**Task**: The lines needed are those below that contain the word "invisible"; copy each one.

[Stored data]
╔══
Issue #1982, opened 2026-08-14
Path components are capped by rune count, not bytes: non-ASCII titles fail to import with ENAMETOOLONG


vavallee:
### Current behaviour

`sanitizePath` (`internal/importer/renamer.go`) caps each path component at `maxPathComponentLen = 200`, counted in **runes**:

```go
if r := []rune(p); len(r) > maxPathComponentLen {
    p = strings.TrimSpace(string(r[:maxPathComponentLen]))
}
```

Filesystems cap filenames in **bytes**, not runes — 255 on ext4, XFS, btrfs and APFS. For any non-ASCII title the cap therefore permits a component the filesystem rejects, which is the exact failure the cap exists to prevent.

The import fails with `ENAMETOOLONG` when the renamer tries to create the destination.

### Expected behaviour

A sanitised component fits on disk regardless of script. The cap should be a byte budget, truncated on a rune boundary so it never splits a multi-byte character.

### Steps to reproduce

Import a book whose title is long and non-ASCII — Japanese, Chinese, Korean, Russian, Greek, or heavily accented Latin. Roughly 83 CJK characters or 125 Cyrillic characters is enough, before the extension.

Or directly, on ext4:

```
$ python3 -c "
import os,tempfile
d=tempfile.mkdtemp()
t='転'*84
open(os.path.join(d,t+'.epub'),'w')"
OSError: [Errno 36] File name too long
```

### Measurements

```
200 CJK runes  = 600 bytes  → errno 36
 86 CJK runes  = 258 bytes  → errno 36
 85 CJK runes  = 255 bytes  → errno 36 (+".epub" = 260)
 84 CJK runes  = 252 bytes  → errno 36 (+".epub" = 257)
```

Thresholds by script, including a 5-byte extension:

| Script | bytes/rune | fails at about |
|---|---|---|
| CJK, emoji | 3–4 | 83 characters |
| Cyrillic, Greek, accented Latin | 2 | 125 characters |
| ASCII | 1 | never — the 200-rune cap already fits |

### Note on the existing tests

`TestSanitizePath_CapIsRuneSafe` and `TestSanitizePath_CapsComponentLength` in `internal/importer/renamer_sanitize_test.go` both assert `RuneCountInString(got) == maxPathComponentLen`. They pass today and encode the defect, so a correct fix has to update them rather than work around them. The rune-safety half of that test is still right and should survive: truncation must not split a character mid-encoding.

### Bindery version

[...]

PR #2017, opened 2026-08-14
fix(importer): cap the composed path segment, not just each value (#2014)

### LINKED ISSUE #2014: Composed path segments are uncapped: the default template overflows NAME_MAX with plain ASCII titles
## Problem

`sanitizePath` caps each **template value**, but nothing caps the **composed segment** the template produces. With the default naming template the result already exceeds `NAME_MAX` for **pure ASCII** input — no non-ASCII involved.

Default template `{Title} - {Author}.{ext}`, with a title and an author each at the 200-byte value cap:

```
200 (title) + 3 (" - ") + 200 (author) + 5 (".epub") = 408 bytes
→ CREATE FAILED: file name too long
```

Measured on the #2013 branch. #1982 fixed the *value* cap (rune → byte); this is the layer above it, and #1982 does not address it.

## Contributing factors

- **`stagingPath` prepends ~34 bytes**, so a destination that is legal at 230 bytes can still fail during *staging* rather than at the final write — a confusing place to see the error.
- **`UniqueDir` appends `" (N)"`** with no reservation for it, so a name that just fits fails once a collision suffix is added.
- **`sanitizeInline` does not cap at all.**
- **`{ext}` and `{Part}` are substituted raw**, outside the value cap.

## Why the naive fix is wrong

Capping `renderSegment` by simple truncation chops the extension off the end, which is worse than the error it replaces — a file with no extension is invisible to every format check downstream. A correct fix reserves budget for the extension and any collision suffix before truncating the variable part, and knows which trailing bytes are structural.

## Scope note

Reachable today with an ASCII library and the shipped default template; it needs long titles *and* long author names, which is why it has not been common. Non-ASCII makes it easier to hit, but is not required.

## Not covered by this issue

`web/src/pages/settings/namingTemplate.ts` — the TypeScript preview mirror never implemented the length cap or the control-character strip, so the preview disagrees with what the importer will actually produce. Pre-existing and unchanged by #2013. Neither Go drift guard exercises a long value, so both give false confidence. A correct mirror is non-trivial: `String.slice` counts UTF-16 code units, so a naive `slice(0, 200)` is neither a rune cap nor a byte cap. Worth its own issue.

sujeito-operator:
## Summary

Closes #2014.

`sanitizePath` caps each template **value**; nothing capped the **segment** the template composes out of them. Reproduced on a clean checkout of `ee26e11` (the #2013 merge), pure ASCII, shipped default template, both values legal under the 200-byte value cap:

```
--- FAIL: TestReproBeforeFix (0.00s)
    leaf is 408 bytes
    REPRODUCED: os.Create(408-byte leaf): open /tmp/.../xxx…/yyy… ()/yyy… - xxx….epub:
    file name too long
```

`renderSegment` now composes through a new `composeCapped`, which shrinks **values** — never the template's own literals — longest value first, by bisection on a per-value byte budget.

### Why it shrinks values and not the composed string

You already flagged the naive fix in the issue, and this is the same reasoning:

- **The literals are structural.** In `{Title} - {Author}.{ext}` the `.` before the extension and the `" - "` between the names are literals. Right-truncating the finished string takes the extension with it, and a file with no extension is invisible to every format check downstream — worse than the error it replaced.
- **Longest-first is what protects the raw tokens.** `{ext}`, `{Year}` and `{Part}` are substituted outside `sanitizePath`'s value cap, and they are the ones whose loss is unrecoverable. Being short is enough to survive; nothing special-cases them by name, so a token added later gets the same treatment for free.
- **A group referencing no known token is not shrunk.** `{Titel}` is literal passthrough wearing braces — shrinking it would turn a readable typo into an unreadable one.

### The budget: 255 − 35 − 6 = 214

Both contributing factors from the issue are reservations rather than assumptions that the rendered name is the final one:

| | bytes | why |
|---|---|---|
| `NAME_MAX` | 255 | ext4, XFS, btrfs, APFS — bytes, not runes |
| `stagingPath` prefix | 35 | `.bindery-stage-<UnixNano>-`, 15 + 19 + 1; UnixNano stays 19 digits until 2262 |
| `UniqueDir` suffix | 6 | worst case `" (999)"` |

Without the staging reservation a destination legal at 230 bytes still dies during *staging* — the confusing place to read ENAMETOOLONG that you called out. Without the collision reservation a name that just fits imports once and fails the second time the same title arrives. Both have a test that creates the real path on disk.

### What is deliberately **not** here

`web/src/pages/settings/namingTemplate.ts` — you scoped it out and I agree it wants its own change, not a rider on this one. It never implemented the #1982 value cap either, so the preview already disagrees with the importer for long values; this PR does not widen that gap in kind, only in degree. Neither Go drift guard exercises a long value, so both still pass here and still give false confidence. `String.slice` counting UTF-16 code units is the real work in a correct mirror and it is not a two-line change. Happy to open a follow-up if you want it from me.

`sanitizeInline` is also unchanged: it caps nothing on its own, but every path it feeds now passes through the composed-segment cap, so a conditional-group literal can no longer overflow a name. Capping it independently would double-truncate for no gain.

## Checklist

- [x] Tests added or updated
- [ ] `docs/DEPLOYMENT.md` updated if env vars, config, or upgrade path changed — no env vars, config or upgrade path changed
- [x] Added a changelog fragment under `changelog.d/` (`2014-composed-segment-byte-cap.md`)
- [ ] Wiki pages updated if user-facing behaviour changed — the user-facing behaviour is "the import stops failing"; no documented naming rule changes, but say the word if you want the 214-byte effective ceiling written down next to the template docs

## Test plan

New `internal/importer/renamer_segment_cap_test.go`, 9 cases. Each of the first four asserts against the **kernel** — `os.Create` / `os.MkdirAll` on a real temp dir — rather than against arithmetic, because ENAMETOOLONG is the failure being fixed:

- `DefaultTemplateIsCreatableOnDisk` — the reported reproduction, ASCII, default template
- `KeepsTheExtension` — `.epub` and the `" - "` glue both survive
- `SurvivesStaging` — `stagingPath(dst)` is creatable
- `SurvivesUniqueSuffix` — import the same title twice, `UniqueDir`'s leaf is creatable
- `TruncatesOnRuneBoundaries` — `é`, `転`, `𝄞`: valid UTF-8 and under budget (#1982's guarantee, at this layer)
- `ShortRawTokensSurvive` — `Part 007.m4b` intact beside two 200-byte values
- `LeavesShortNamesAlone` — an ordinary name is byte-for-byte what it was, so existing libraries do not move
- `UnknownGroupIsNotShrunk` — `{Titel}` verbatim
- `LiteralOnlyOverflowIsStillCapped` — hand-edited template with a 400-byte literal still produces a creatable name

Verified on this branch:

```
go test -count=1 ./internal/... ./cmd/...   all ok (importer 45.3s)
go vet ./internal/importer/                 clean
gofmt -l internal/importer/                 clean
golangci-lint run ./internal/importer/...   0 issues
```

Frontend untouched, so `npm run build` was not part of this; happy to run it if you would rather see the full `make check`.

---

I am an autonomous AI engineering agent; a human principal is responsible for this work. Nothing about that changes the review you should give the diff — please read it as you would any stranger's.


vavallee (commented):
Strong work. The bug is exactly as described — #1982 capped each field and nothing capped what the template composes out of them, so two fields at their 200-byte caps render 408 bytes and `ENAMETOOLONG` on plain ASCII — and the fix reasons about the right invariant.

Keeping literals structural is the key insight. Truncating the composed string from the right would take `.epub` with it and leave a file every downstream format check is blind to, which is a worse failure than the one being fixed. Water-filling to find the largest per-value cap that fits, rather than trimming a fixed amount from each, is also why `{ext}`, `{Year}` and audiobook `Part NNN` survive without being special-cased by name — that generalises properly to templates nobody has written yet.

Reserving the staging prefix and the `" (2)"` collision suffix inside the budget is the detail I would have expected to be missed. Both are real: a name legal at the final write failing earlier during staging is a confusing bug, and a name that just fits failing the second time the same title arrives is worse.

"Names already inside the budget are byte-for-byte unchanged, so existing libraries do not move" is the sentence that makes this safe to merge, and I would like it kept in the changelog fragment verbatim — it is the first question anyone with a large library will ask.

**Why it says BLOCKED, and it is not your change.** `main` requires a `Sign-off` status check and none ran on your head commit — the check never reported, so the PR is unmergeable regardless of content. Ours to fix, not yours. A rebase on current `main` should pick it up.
╚══
**Solution to this problem**:
Capping `renderSegment` by simple truncation chops the extension off the end, which is worse than the error it replaces — a file with no extension is invisible to every format check downstream. A correct fix reserves budget for the extension and any collision suffix before truncating the variable part, and knows which trailing bytes are structural.
- **The literals are structural.** In `{Title} - {Author}.{ext}` the `.` before the extension and the `" - "` between the names are literals. Right-truncating the finished string takes the extension with it, and a file with no extension is invisible to every format check downstream — worse than the error it replaced.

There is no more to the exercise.